◆ Goal of the exercise ◆
Which lines in the listing below contain "just"? Copy each of them.

Input for this task Start Marker

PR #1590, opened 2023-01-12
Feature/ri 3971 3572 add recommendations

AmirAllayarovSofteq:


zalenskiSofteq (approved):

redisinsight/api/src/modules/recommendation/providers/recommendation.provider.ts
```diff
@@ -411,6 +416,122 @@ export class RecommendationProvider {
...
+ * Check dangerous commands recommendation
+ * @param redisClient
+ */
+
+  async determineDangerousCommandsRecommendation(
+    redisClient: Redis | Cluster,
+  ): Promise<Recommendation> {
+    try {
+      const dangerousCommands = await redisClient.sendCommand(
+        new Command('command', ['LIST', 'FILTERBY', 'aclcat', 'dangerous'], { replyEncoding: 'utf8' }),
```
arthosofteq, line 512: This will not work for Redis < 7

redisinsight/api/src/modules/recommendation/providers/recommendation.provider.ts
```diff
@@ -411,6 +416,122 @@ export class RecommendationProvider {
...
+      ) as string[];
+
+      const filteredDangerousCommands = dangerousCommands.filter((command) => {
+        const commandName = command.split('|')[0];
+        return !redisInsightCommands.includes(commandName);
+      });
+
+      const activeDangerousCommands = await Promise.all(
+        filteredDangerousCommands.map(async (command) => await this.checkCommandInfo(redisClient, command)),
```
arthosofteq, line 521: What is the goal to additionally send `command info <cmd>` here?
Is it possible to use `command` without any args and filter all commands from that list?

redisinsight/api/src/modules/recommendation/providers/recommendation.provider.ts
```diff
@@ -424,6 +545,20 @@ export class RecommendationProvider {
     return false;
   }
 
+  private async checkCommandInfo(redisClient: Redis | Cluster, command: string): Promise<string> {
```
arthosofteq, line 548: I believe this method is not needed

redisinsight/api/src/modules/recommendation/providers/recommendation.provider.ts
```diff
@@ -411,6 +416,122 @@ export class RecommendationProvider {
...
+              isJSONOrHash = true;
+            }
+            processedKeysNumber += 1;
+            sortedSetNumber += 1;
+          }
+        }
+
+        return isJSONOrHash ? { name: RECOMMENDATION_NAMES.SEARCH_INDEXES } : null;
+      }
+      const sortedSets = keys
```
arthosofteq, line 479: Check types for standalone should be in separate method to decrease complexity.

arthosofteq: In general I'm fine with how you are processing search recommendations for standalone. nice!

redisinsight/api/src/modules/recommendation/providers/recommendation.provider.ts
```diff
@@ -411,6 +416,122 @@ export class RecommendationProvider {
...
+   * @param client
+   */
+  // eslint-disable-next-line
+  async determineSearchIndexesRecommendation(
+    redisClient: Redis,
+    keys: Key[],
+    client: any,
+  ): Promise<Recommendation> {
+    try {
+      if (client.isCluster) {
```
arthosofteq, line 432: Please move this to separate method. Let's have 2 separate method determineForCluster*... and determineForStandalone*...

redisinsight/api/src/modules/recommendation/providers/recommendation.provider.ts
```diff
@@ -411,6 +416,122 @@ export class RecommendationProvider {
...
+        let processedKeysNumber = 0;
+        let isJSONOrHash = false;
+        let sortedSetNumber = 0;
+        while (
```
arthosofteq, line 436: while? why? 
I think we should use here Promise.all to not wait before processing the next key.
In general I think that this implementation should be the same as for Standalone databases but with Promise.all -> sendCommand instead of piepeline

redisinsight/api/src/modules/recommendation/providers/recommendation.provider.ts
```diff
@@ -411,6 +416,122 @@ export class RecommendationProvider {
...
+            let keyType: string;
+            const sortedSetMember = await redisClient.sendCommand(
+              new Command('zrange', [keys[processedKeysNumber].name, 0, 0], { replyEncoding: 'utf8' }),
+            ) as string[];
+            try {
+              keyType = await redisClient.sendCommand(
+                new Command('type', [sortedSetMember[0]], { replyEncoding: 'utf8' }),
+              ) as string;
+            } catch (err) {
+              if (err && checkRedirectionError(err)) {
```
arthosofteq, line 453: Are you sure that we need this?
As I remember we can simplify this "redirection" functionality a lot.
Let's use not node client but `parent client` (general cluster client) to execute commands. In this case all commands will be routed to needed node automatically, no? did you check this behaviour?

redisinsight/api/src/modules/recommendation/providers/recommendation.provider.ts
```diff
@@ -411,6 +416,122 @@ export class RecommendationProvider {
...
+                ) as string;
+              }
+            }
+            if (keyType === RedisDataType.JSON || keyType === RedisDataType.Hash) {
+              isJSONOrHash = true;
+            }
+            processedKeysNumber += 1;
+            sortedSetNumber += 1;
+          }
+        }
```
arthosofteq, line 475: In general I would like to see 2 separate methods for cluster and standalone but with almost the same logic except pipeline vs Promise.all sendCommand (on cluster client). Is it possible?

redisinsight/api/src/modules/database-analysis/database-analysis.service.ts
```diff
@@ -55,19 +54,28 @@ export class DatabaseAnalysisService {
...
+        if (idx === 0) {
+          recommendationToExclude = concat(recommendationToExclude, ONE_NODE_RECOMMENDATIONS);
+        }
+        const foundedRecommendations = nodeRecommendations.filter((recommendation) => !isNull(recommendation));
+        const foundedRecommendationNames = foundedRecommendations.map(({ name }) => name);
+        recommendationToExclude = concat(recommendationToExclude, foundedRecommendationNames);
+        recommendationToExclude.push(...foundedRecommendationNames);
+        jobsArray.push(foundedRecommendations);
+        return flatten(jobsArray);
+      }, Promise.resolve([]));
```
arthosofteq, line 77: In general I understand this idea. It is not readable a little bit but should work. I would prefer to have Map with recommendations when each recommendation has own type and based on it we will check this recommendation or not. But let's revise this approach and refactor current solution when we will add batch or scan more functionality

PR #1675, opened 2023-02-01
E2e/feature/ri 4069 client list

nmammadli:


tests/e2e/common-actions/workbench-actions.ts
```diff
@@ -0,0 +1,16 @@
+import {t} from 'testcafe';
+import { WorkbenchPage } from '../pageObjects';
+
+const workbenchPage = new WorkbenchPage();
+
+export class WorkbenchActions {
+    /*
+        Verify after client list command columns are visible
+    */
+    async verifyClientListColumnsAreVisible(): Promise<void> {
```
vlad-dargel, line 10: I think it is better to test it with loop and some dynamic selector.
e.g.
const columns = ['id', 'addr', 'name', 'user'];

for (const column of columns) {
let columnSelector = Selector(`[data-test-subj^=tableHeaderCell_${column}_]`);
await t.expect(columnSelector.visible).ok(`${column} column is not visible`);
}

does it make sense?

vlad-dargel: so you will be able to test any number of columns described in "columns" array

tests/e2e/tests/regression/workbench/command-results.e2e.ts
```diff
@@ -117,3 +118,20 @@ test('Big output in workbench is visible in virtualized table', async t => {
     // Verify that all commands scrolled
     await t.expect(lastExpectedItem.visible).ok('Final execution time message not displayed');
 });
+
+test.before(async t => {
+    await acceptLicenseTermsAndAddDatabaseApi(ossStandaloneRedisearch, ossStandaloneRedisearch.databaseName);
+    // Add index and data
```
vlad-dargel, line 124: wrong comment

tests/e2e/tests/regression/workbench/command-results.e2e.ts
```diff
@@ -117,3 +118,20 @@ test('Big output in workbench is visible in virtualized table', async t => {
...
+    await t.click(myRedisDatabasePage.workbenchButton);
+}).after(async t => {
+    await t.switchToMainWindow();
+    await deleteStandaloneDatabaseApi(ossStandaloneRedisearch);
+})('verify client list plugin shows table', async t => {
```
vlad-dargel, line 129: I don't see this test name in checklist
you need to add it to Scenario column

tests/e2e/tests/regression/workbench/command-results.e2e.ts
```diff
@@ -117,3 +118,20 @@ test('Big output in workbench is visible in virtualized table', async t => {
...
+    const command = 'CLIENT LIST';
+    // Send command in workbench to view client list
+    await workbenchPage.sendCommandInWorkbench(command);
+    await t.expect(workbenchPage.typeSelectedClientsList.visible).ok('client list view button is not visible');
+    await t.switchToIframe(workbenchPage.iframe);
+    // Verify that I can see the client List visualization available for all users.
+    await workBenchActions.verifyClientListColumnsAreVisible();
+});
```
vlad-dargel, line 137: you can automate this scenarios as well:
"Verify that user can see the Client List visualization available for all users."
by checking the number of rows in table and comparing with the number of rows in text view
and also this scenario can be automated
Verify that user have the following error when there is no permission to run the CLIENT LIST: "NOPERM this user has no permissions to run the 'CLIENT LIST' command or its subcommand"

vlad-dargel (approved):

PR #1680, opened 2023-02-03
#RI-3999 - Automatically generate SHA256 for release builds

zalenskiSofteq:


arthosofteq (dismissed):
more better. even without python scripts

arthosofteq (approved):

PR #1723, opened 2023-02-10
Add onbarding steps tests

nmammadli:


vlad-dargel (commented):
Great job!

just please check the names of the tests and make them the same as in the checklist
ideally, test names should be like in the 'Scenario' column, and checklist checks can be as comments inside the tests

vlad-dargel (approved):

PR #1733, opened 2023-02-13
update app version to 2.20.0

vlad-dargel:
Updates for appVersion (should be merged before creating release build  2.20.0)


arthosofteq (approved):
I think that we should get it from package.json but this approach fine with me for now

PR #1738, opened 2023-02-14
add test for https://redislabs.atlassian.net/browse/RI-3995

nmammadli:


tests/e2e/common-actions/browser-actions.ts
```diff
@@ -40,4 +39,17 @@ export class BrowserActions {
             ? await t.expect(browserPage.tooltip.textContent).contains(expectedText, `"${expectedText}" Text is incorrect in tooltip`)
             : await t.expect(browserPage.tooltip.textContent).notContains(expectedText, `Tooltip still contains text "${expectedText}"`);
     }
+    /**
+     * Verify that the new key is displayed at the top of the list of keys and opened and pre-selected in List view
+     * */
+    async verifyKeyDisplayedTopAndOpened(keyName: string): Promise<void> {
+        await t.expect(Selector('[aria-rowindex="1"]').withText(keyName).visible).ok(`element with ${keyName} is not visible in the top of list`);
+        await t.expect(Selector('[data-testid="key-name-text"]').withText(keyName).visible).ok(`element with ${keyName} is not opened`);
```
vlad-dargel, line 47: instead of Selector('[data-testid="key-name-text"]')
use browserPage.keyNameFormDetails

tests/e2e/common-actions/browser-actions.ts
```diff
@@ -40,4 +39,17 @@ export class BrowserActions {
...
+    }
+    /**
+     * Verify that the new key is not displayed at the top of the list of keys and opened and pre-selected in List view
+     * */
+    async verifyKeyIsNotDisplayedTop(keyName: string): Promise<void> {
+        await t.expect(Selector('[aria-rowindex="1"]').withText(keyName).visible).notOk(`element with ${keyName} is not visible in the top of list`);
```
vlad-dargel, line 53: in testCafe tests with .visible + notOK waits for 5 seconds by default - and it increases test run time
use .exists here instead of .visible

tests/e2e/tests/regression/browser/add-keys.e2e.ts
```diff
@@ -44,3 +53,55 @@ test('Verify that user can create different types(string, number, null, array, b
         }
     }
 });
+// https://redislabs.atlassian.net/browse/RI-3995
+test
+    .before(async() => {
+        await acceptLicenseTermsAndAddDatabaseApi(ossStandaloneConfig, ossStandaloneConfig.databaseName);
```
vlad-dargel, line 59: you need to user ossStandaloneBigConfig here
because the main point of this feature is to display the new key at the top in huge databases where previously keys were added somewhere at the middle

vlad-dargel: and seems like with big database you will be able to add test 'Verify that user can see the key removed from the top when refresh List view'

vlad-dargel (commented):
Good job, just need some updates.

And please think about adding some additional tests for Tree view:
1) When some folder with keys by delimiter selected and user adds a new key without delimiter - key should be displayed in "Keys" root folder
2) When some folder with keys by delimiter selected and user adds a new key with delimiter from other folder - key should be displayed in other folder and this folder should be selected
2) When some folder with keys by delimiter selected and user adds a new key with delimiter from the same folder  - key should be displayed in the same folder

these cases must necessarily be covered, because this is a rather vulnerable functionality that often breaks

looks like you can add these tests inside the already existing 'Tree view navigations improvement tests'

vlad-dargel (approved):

Input for this task End Marker

◆ Exercise output ◆
just please check the names of the tests and make them the same as in the checklist
Good job, just need some updates.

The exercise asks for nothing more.